PR #1389, opened 2023-09-07
config: use a string slice to hold the target namespaces

jmontesi:
It substitutes the previous struct which only had one field for the namespace name.

Also, targetNamespaces is used instead of targetNameSpaces in the config file.


sebrandon1 (approved):

edcdavid (approved):
Mark this PR as non backward compatible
====
Task: What this exercise calls for is a precise transcription of the material above.

Output of the exercise:
PR #1389, opened 2023-09-07
config: use a string slice to hold the target namespaces

jmontesi:
It substitutes the previous struct which only had one field for the namespace name.

Also, targetNamespaces is used instead of targetNameSpaces in the config file.


sebrandon1 (approved):

edcdavid (approved):
Mark this PR as non backward compatible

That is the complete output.